Heme proteins carry out a diverse array of functions in vivo while maintaining a well-conserved 3-over-3 α-helical structure. Human hemoglobin (Hb) is well-known for its oxygen transport function. Type 1 non-symbiotic hemoglobins (nsHb1) in plants and bacterial flavohemoglobins (fHb) from a variety of bacterial species have been predicted to carry out a nitric oxide dioxygenase function. In nsHb1 and fHb this function has been linked to protection from nitrosative stress. Herein, I combine photoacoustic calorimetry (PAC), transient absorption spectroscopy (TA), and classical molecular dynamics (cMD) simulations to characterize molecular mechanism of diatomic ligand interactions with a hexa-coordinate globin from plant (rice hemoglobin), bacterial flavohemoglobins and human hemoglobin.
In rice type 1 non-symbiotic hemoglobin (rHb1), the dynamics and energetics of structural changes associated with ligand photodissociation is strongly impacted by solvent and temperature, namely CO escape from the protein matrix is slower at pH = 6.0 compare to neutral pH (ns) due to the CD loop reorganization which forms a pathway for ligand escape. In human hemoglobin, exogenous allosteric effectors modulate energetics of conformational changes associated with the CO and O2 escape although the effectors impact on rate constants for ligand association is small. The conformational dynamics associated with ligand photorelease from fHbs from Cupriavidus necator (FHP) and Staphylococcus aureus (HMPSa) are strongly modulated by the presence of azole drugs indicating that drug association modulates structural properties of the heme binding pocket.
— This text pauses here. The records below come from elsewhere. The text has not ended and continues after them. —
PR #1087, opened 2025-02-12
fix: TlsConfig and mTLS logic

fabriziosestito:
## Description  

With the latest changes, `TlsConfig` was always set to `Some`, causing the policy server to attempt loading certificate files from the default CLI value, which was an empty string (`""`). As a result, the policy server failed to start.  

This PR introduces an additional validation step:  
1. If either the certificate or key is provided while the other is missing.
2. If neither a certificate nor a key is provided via flags, `TlsConfig` is set to `None`.  
3. If a client CA is specified but the certificate and key are missing, an error is raised.  

The rationale behind point 3 is that mTLS is only enabled when server certificates are configured.

### DIFF
--- a/src/config.rs
+++ b/src/config.rs
@@ -130,7 +130,7 @@ impl Config {
             .expect("clap should have assigned a default value")
             .to_owned();
 
-        let tls_config = Some(build_tls_config(matches)?);
+        let tls_config = build_tls_config(matches)?;
 
         let enable_pprof = matches
             .get_one::<bool>("enable-pprof")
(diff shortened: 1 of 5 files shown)


src/config.rs
```diff
@@ -189,18 +189,28 @@ fn readiness_probe_bind_address(matches: &clap::ArgMatches) -> Result<SocketAddr
...
+        // No TLS configuration provided
+        (None, None, None) => Ok(None),
+        // Client CA certificate provided without server certificate and key
+        (None, None, Some(_)) => Err(anyhow!(
+            "client CA certificate requires server certificate and key to be specified"
+        )),
+        // Server certificate or key provided without the other
+        (Some(_), None, _) | (None, Some(_), _) => Err(anyhow!(
+            "both certificate and key must be provided together"
+        )),
```
flavio, line 212: I like this "elixir-style" pattern matching!

flavio (approved):

jvanz (approved):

In addition, we carried out a study of the formation of the DNA intercalated motif (i-motif). The formation of the structure is strongly favored at acidic pH; therefore, PAC was combined with a 2-nitrobenzaldehyde pH-jump to probe formation of the i-motif on fast timescales. i-Motif folding is two-step process with the initial protonation of cytosine residues being endothermic with ΔHfast=8.5 ± 7.0 kcal mol-1 and ΔVfast=10.4 ± 1.6 mL mol-1 and subsequent nucleation/i-motif folding (τ = 140 ns) with ΔHslow=-51.5 ± 4.8 kcal mol-1 and ΔVslow=-6.6 ± 0.9 mL mol-1. The above results indicate that PAC can be employed to study diverse biochemical reactions such as DNA folding, drug binding and ligand photorelease from proteins.